“On or about December 2010 the behavioral sciences changed” and Eggers on The case against Hypothesis 1

Statistical Modeling, Causal Inference, and Social Science 2025-03-02

“On or about December 1910 human character changed.” — Virginia Woolf (1924).

Woolf’s quote about modernism in the arts rings true, in part because we continue to see relatively sudden changes in intellectual life, not merely from technology (email and texting replacing letters and phone calls, streaming replacing record sales, etc.) and power relations (for example arising from the decline of labor unions and the end of communism) but also ways of thinking which are not exactly new but seem to take root in a way that had not happened earlier. Around 1910, it seemed that the literary and artistic world was ready for Ezra Pound, Pablo Picasso, Igor Stravinsky, Gertrude Stein, and the like to shatter old ways of thinking, and (in a much lesser way) the behavioral sciences were upended just about exactly 100 years later by what is now known as the “replication crisis.”

For several decades, leading behavioral scientists have offered strong criticisms of the common practice of null hypothesis significance testing as producing spurious findings without strong theoretical or empirical support. But only in the past decade has this manifested as a full-scale replication crisis. We consider some possible reasons why, on or about December 2010, the behavioral sciences changed.

The above is taken from an article I wrote with Simine Vazire a few years ago, Why did it take so many decades for the behavioral sciences to develop a sense of crisis around methodology and replication?. We had some good discussion on the blog at the time.

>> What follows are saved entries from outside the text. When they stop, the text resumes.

PR #717, opened 2026-08-07
Fix leading qualifiers in use-import prefixes

### LINKED ISSUE #711: Use-import prefix construction does not preserve leading `::`

PLeVasseur:
## Summary

Preserve leading `::` in import path prefixes, distinguishing an empty prefix from bare `::` and qualified paths such as `::std`.

Replace the stateful construction with a declarative definition and reject misplaced root qualifiers, including in empty nested groups.

Clarify the construction cases, separator, nesting, and self-specific legality wording in response to review.

Reconcile the shadowing rules with explicit global lookup: local names do not prevent `::std` from selecting the external crate. The broader nonglobal ambiguity model and trait-parent rules are unchanged.

Closes rust-lang/fls#711

## Reference alignment

[Rust Reference: use declarations](https://doc.rust-lang.org/reference/items/use-declarations.html)

[Global paths](https://doc.rust-lang.org/reference/paths.html#r-paths.qualifiers.global-root.edition2018) and [prelude shadowing](https://doc.rust-lang.org/reference/names/scopes.html#r-names.scopes.items.shadow-prelude), for Rust 2021.

## Testing

[CI passes](https://github.com/rust-lang/fls/actions/runs/35748301920).

### DIFF
--- a/src/entities-and-resolution.rst
+++ b/src/entities-and-resolution.rst
@@ -1103,8 +1103,7 @@ A :t:`nesting import` is a :t:`use import` that provides a common
 :t:`common path prefix` for its nested :t:`[use import]s`.
 
 :dp:`fls_iNUBX5fJAI1N`
-A :t:`glob import` outside of a :t:`nesting import` without a :t:`common path
-prefix` is rejected, but may still be consumed by :t:`[macro]s`.
+A :t:`glob import` whose :t:`import path prefix` is empty or consists only of :t:`namespace qualifier` ``::`` is rejected, but may still be consumed by :t:`[macro]s`.
 
 :dp:`fls_wB3fVglLOqbZ`
 It is a static error if two :t:`[glob import]s` import the same :t:`name` in the
@@ -1125,7 +1124,7 @@ A :t:`use import` with a single :t:`path segment` expressed as either :t:`keywor
 When a :t:`path segment` expressed as :t:`keyword` ``super`` is used to import a parent :t:`module`, the imported :t:`entity` shall be subject to a :t:`renaming`.
 
 :dp:`fls_aam34hsRmKU2`
-The :t:`import path prefix` of a :t:`glob import` shall neither be empty nor consist only of :t:`namespace qualifier` ``::``. An :t:`import path prefix` that selects the :t:`entity` of a :t:`simple import` shall not consist only of :t:`namespace qualifier` ``::``.
+An :t:`import path prefix` that selects the :t:`entity` of a :t:`simple import` shall not consist only of :t:`namespace qualifier` ``::``.
 
 :dp:`fls_LV94x3HlpBWk`
 A :t:`simple import` shall not refer to :t:`[enum variant]s` through a :t:`type alias`.
--- a/src/entities-and-resolution.rst
+++ b/src/entities-and-resolution.rst
@@ -1065,7 +1065,10 @@ exported by the :t:`module` or :t:`enum` its :t:`import path prefix` resolves to
 into :t:`scope`.
 
 :dp:`fls_BMtRtjJ7gBKT`
-Each :t:`namespace qualifier` of an :t:`import path prefix` shall either be the first element of the :t:`import path prefix` or appear between two :t:`[path segment]s`.
+A :t:`simple import`, :t:`glob import`, or :t:`nesting import` expressed with a
+leading :t:`namespace qualifier` ``::`` shall not be nested, directly or
+indirectly, within any :t:`nesting import` whose :s:`CommonPathPrefix` is
+present.
 
 :dp:`fls_UZHHtqJ0ekju`
 An empty :t:`import path prefix` that selects the :t:`entity` of a :t:`simple import` resolves to the current :t:`module`.
--- a/src/entities-and-resolution.rst
+++ b/src/entities-and-resolution.rst
@@ -1166,10 +1166,7 @@ Shadowing
 .. rubric:: Legality Rules
 
 :dp:`fls_ob0riinmitkl`
-:t:`Shadowing` is a property of :t:`[name]s`. A :t:`name` is said to be
-:t:`shadowed` when another :t:`name` with the same characters is introduced
-in the same :t:`scope` within the same :t:`namespace`, effectively hiding it.
-A :t:`name` cannot be referred to by any means once it is :t:`shadowed`.
+:t:`Shadowing` is a property of :t:`[name]s`. A :t:`name` is said to be :t:`shadowed` when another :t:`name` with the same characters is introduced in the same :t:`scope` within the same :t:`namespace`, effectively hiding it. A :t:`name` cannot be referred to once it is :t:`shadowed`, except that a :t:`name` introduced by the :t:`external prelude` may be used as the leftmost :t:`path segment` of a :t:`global path`.
 
 :dp:`fls_fslg89a70e3n`
 No :t:`name` shall be :t:`shadowed` except for
@@ -1611,8 +1608,7 @@ The resolution of the rightmost :t:`path segment` is determined based on the
 :t:`candidate selected entity` is restricted by the :t:`namespace context`.
 
 :dp:`fls_bATFGtxjKq0B`
-It is a static error if the leftmost :t:`path segment` is an :t:`identifier`
-introduced by the :t:`external prelude` that is also :t:`shadowed <shadowing>`.
+It is a static error if the leftmost :t:`path segment` of a :t:`path` that is not a :t:`global path` is an :t:`identifier` introduced by the :t:`external prelude` that is also :t:`shadowed <shadowing>`.
 
 .. _fls_bbso3c45kr9z:
 
--- a/src/entities-and-resolution.rst
+++ b/src/entities-and-resolution.rst
@@ -1005,7 +1005,8 @@ Use Imports
        SimplePath Renaming?
 
    CommonPathPrefix ::=
-       SimplePath? $$::$$
+       SimplePath $$::$$
+     | $$::$$
 
    UseImportContentList ::=
        UseImportContent ($$,$$ UseImportContent)* $$,$$?
@@ -1018,35 +1019,28 @@ A :t:`use import` brings :t:`entities <entity>` :t:`in scope` within the
 :t:`use import` resides.
 
 :dp:`fls_sxo1jb25pl8a`
-A :dt:`common path prefix` is the leading :t:`simple path` of a :t:`glob import`
-or a :t:`nesting import`.
+A :dt:`common path prefix` is the :t:`simple path` of a :s:`CommonPathPrefix` when one is present, and otherwise consists only of :t:`namespace qualifier` ``::``.
 
 :dp:`fls_WAA4WmohGu6T`
-An :dt:`import path prefix` is the fully constructed :t:`path` prefix of a
-:t:`use import`. An :t:`import path prefix` for a given
-:t:`simple import` or :t:`glob import` is constructed as follows:
+An :dt:`import path prefix` is the fully constructed sequence of :t:`[path segment]s` and :t:`[namespace qualifier]s` that precedes the selected :t:`entity` of a :t:`simple import` or the character asterisk ``*`` of a :t:`glob import`. The :t:`import path prefix` for a given :t:`simple import` or :t:`glob import` is constructed as follows:
 
 #. :dp:`fls_IPYvldMqduf4`
-   Start the :t:`import path prefix` as follows:
+   Make the given :t:`use import` the current :t:`use import`, and start the :t:`import path prefix` as follows:
 
    * :dp:`fls_MOXId37fcNPY`
-     If the :t:`use import` is a :t:`simple import` then start with the
-     :t:`[path segment]s` of the :t:`simple import`'s :t:`simple path`
-     :t:`path prefix`.
+     If the :t:`use import` is a :t:`simple import`, then start with the :t:`simple import`'s :t:`simple path` :t:`path prefix`, retaining any leading :t:`namespace qualifier` of the :t:`simple path`.
 
    * :dp:`fls_2UyFcB6Our1v`
-     If the :t:`use import` is a :t:`glob import` then start with the
-     :t:`[path segment]s` of the :t:`glob import`'s :t:`common path prefix`.
-
-   * :dp:`fls_irdKqoYzBM0M`
-     If the :t:`use import` is a :t:`nesting import` then start with the
-     :t:`[path segment]s` of the :t:`nesting import`'s :t:`common path prefix`.
+     If the :t:`use import` is a :t:`glob import`, then start with the :t:`glob import`'s :t:`common path prefix`, or an empty sequence if the :t:`glob import` lacks a :t:`common path prefix`.
 
 #. :dp:`fls_gAWsqibl4GLq`
-   Then if the current :t:`use import` is the child of a :t:`nesting import`,
-   prepend the :t:`nesting import`'s :t:`common path prefix` to the
-   :t:`import path prefix`. Repeat this step with the :t:`nesting import` as
-   the current :t:`use import`.
+   While the current :t:`use import` is the child of a :t:`nesting import`, repeat the following steps:
+
+   * :dp:`fls_irdKqoYzBM0M`
+     If the :t:`nesting import` has a :t:`common path prefix`, prepend the :t:`common path prefix` to the :t:`import path prefix`. If the :t:`common path prefix` contains a :t:`path segment` and the :t:`import path prefix` was not empty, place a :t:`namespace qualifier` ``::`` between them.
+
+   * :dp:`fls_lfsIPXV0OTI5`
+     Make the :t:`nesting import` the current :t:`use import`.
 
 :dp:`fls_2bkcn83smy2y`
 A :dt:`simple import` is a :t:`use import` that brings into :t:`scope` an :t:`entity` selected by its :t:`simple import path`, or by its :t:`import path prefix` when its :t:`simple path` ends in :t:`keyword` ``self`` and the :t:`simple path` appears in a :t:`nesting import`.
@@ -1055,6 +1049,12 @@ A :dt:`simple import` is a :t:`use import` that brings into :t:`scope` an :t:`en
 A :t:`glob import` is a :t:`use import` that brings all :t:`entities <entity>`
 exported by the :t:`module` or :t:`enum` its :t:`import path prefix` resolves to
 into :t:`scope`.
+
+:dp:`fls_BMtRtjJ7gBKT`
+Each :t:`namespace qualifier` of an :t:`import path prefix` shall either be the first element of the :t:`import path prefix` or appear between two :t:`[path segment]s`.
+
+:dp:`fls_UZHHtqJ0ekju`
+An empty :t:`import path prefix` resolves to the current :t:`module`.
 
 :dp:`fls_JHU0ersYB6eL`
 An :t:`import path prefix` shall resolve to a :t:`module` or :t:`enum`.
@@ -1125,7 +1125,7 @@ A :t:`use import` with a single :t:`path segment` expressed as either :t:`keywor
 When a :t:`path segment` expressed as :t:`keyword` ``super`` is used to import a parent :t:`module`, the imported :t:`entity` shall be subject to a :t:`renaming`.
 
 :dp:`fls_aam34hsRmKU2`
-A :t:`simple import` whose :t:`import path prefix` consists only of :t:`namespace qualifier` ``::`` and whose :t:`simple path` consists of a single :t:`path segment` expressed as :t:`keyword` ``self`` shall not be used.
+An :t:`import path prefix` shall not consist only of :t:`namespace qualifier` ``::`` when it is the :t:`import path prefix` of a :t:`glob import` or selects the :t:`entity` of a :t:`simple import`.
 
 :dp:`fls_LV94x3HlpBWk`
 A :t:`simple import` shall not refer to :t:`[enum variant]s` through a :t:`type alias`.
--- a/src/entities-and-resolution.rst
+++ b/src/entities-and-resolution.rst
@@ -1025,16 +1025,16 @@ A :dt:`common path prefix` is the leading :t:`simple path` of a :t:`glob import`
 or a :t:`nesting import`.
 
 :dp:`fls_WAA4WmohGu6T`
-An :dt:`import path prefix` is a sequence of :t:`[path segment]s` and
-:t:`[namespace qualifier]s` associated with a :t:`simple import` or
-:t:`glob import`. The :t:`import path prefix` is formed by concatenating the
+An :dt:`import path prefix` is a sequence of :t:`[namespace qualifier]s` and
+:t:`[path segment]s` associated with a :t:`glob import` or
+:t:`simple import`. The :t:`import path prefix` is formed by concatenating the
 following sequences in order. When concatenation would place two
 :t:`[path segment]s` next to each other, :t:`namespace qualifier` ``::`` is
 placed between them.
 
 #. :dp:`fls_gAWsqibl4GLq`
-   For each :t:`nesting import` in which the :t:`simple import` or
-   :t:`glob import` is nested, from outermost to innermost:
+   For each :t:`nesting import` in which the :t:`glob import` or
+   :t:`simple import` is nested, from outermost to innermost:
 
    * :dp:`fls_irdKqoYzBM0M`
      The :t:`nesting import`'s :t:`common path prefix` if it has one,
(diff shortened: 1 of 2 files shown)


PLeVasseur:
Me, realizing I did not request @tshepang and @kirtchev-adacore to review 🙃

src/entities-and-resolution.rst
```diff
@@ -1005,7 +1005,8 @@ Use Imports
        SimplePath Renaming?
 
    CommonPathPrefix ::=
```
tshepang, line 1007: looks like this change is not needed since these mean same thing... `SimplePath?` means SimplePath is optional

*[View changes since the review](https://triagebot.infra.rust-lang.org/gh-changes-since/rust-lang/fls/717/b26f6f6a0b0594afba7fccabc61234ebec212bfb..8e9c110f9933524c092b73c0402d61dcb109955e)*

src/entities-and-resolution.rst
```diff
@@ -1018,35 +1019,28 @@ A :t:`use import` brings :t:`entities <entity>` :t:`in scope` within the
 :t:`use import` resides.
 
 :dp:`fls_sxo1jb25pl8a`
```
tshepang, line 1021: I think we should not consider empty segments as what can be a common path prefix. This makes us adjust text elsewhere without adding clarity. To demo my suggestion, in `::foo::{self, b as foo, c::*}`, `::foo` is the common path prefix. Also, that is equivalent to `::{foo::{self, b as foo, c::*}}` since the outer braces do not add any semantic meaning... they are simply discarded.

Following my suggestion also aligns us more with Reference... its definition of common prefix does not include anything with an empty segment.

*[View changes since the review](https://triagebot.infra.rust-lang.org/gh-changes-since/rust-lang/fls/717/b26f6f6a0b0594afba7fccabc61234ebec212bfb..8e9c110f9933524c092b73c0402d61dcb109955e)*

tshepang (changes requested):

src/entities-and-resolution.rst
kirtchev-adacore: I second that.

src/entities-and-resolution.rst
```diff
@@ -1018,35 +1019,28 @@ A :t:`use import` brings :t:`entities <entity>` :t:`in scope` within the
...
 
 :dp:`fls_WAA4WmohGu6T`
-An :dt:`import path prefix` is the fully constructed :t:`path` prefix of a
-:t:`use import`. An :t:`import path prefix` for a given
-:t:`simple import` or :t:`glob import` is constructed as follows:
+An :dt:`import path prefix` is a sequence of :t:`[path segment]s` and :t:`[namespace qualifier]s` associated with a :t:`simple import` or :t:`glob import`. The :t:`import path prefix` for a given :t:`simple import` or :t:`glob import` is constructed as follows:
 
 #. :dp:`fls_IPYvldMqduf4`
-   Start the :t:`import path prefix` as follows:
+   Make the given :t:`use import` the current :t:`use import`, and start the :t:`import path prefix` as follows:
```
kirtchev-adacore, line 1028: This, coupled with "Make the :t:`nesting import` the current :t:`use import`.", is not correct, and is confusing.

Syntactically, a "use import" is just `use ...;` (see the grammar for `UseImport`). These two rules somewhat imply that the construction of the import path prefix spans across multiple use imports (and I mean multiple **items**), which is just not true.

*[View changes since the review](https://triagebot.infra.rust-lang.org/gh-changes-since/rust-lang/fls/717/b26f6f6a0b0594afba7fccabc61234ebec212bfb..8e9c110f9933524c092b73c0402d61dcb109955e)*

src/entities-and-resolution.rst
```diff
@@ -1018,35 +1019,28 @@ A :t:`use import` brings :t:`entities <entity>` :t:`in scope` within the
...
-     :t:`[path segment]s` of the :t:`glob import`'s :t:`common path prefix`.
+     If the :t:`use import` is a :t:`glob import`, then start with the :t:`glob import`'s :t:`common path prefix`, or an empty sequence if the :t:`glob import` lacks a :t:`common path prefix`.
+
+#. :dp:`fls_gAWsqibl4GLq`
+   While the current :t:`use import` is the child of a :t:`nesting import`, repeat the following steps:
 
    * :dp:`fls_irdKqoYzBM0M`
-     If the :t:`use import` is a :t:`nesting import` then start with the
-     :t:`[path segment]s` of the :t:`nesting import`'s :t:`common path prefix`.
+     If the :t:`nesting import` has a :t:`common path prefix`, prepend the :t:`common path prefix` to the :t:`import path prefix`. If the :t:`common path prefix` contains a :t:`path segment` and the :t:`import path prefix` was not empty, place a :t:`namespace qualifier` ``::`` between them.
```
kirtchev-adacore, line 1040: I see what you are trying to do here, however this is becoming quite confusing. I think we have a higher-level problem with our approach. Perhaps going start-to-end is not the correct approach.

We basically want to identify the prefix that is supposed to resolve to something, and that something depends on the path segments involved, and the use of certain symbols and keywords. For example, in
```rust
use aaa::bbb::{self, ccc::*, ddd::{self, eee}};
```
the prefixes of interest are
- `aaa::bbb::` for the subsequent `self`, `ccc` and `ddd`,
- `aaa::bbb::ccc::` for the subsequent `*`,
- `aaa::bbb::ccc::ddd::` for the subsequent `self` and `eee`.

Perhaps the correct approach is to define "import path prefix" in terms of a end-to-start order, relative to some path segment, `*`, or keyword.

What do you think?

*[View changes since the review](https://triagebot.infra.rust-lang.org/gh-changes-since/rust-lang/fls/717/b26f6f6a0b0594afba7fccabc61234ebec212bfb..8e9c110f9933524c092b73c0402d61dcb109955e)*

src/entities-and-resolution.rst
PLeVasseur: Makes sense, yep.

`SimplePath? ::` already covers the bare `::` form, so the split added no expressiveness.

I restored the original grammar and removed the syntax change from the changelog.

src/entities-and-resolution.rst
PLeVasseur: Got it.

I restored the definition: a common path prefix is the leading simple path. That includes `::foo`, but not bare `::`. The import path prefix construction handles bare `::` separately.

src/entities-and-resolution.rst
PLeVasseur: Agree with you. I removed the mutable "current use import" traversal entirely.

The construction now refers only to the nesting imports that contain the target simple or glob import, followed by that target import's own contribution, so it no longer suggests traversal across `use` items.

src/entities-and-resolution.rst
PLeVasseur: I'm glad you saw the vision, even if it was kind of confusing.

The definition now starts with a particular simple or glob import and identifies its enclosing nesting imports. Outermost-to-innermost is the order of concatenation; there is no mutable traversal.

For your example, the prefixes are `aaa::bbb`, `aaa::bbb::ccc`, and `aaa::bbb::ddd` (`ddd` is a sibling of `ccc`).

PLeVasseur (commented):
Following up! I think this is probably worth another review now.

*[View changes since this review](https://triagebot.infra.rust-lang.org/gh-changes-since/rust-lang/fls/717/a70c80edeeb38e20dea1040a5773705e3eeeab85..60e7f269a66dadc6c9d1daff864837c4a49dc0ba)*

src/entities-and-resolution.rst
```diff
@@ -1025,31 +1025,22 @@ A :dt:`common path prefix` is the leading :t:`simple path` of a :t:`glob import`
...
-   Start the :t:`import path prefix` as follows:
+#. :dp:`fls_gAWsqibl4GLq`
+   For each :t:`nesting import` in which the :t:`glob import` or :t:`simple import` is nested, from outermost to innermost:
 
-   * :dp:`fls_MOXId37fcNPY`
-     If the :t:`use import` is a :t:`simple import` then start with the
-     :t:`[path segment]s` of the :t:`simple import`'s :t:`simple path`
-     :t:`path prefix`.
+   * :dp:`fls_irdKqoYzBM0M`
+     The :t:`nesting import`'s :t:`common path prefix` if it has one, :t:`namespace qualifier` ``::`` if it lacks a :t:`common path prefix` and its :s:`CommonPathPrefix` is present, or an empty sequence otherwise.
```
kirtchev-adacore: I could not decipher this paragraphs. The options are
1. The nesting import's common path prefix if it has one
2. :: if it lacks a common path prefix and its CommonPathPrefix is present
3. empty sequence

For 2, what do the two "it"s refer to? If the first "it" refers to the nesting import, then the second "it" cannot be the same nesting import as this would be nonsense.

*[View changes since the review](https://triagebot.infra.rust-lang.org/gh-changes-since/rust-lang/fls/717/a70c80edeeb38e20dea1040a5773705e3eeeab85..60e7f269a66dadc6c9d1daff864837c4a49dc0ba)*

src/entities-and-resolution.rst
```diff
@@ -1025,31 +1025,22 @@ A :dt:`common path prefix` is the leading :t:`simple path` of a :t:`glob import`
...
-     If the :t:`use import` is a :t:`glob import` then start with the
-     :t:`[path segment]s` of the :t:`glob import`'s :t:`common path prefix`.
+#. :dp:`fls_IPYvldMqduf4`
+   A sequence determined by the kind of import:
 
-   * :dp:`fls_irdKqoYzBM0M`
-     If the :t:`use import` is a :t:`nesting import` then start with the
-     :t:`[path segment]s` of the :t:`nesting import`'s :t:`common path prefix`.
+   * :dp:`fls_2UyFcB6Our1v`
+     For a :t:`glob import`, the :t:`glob import`'s :t:`common path prefix` if it has one, :t:`namespace qualifier` ``::`` if it lacks a :t:`common path prefix` and its :s:`CommonPathPrefix` is present, or an empty sequence otherwise.
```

I have nothing new to add on the topic right now; I’m just re-posting because the “What changed in 2010?” question arose in a recent talk by the political scientist Andy Eggers:

The case against Hypothesis 1

Making and testing predictions about unseen data is extremely common in social science research. Until recently, most prediction-making and -testing was mere window dressing because the predictions were made after the results were known. Now that empirical researchers commonly pre-register their hypotheses in pre-analysis plans (PAPs), the practice of making and testing predictions deserves new scrutiny. I [Eggers] highlight the “Hypothesis 1 Puzzle”, which is that (all else equal) we expect to learn less from studies with more predictable results, and yet researchers take pains to make their outcomes seem more predictable. I consider several possible resolutions to the puzzle, including adherence to a caricature of the “scientific method” and conflation of theory testing with statistical hypothesis testing. In many cases, tests of “Hypothesis 1” are best seen as severely underpowered tests of poorly specified predictive models.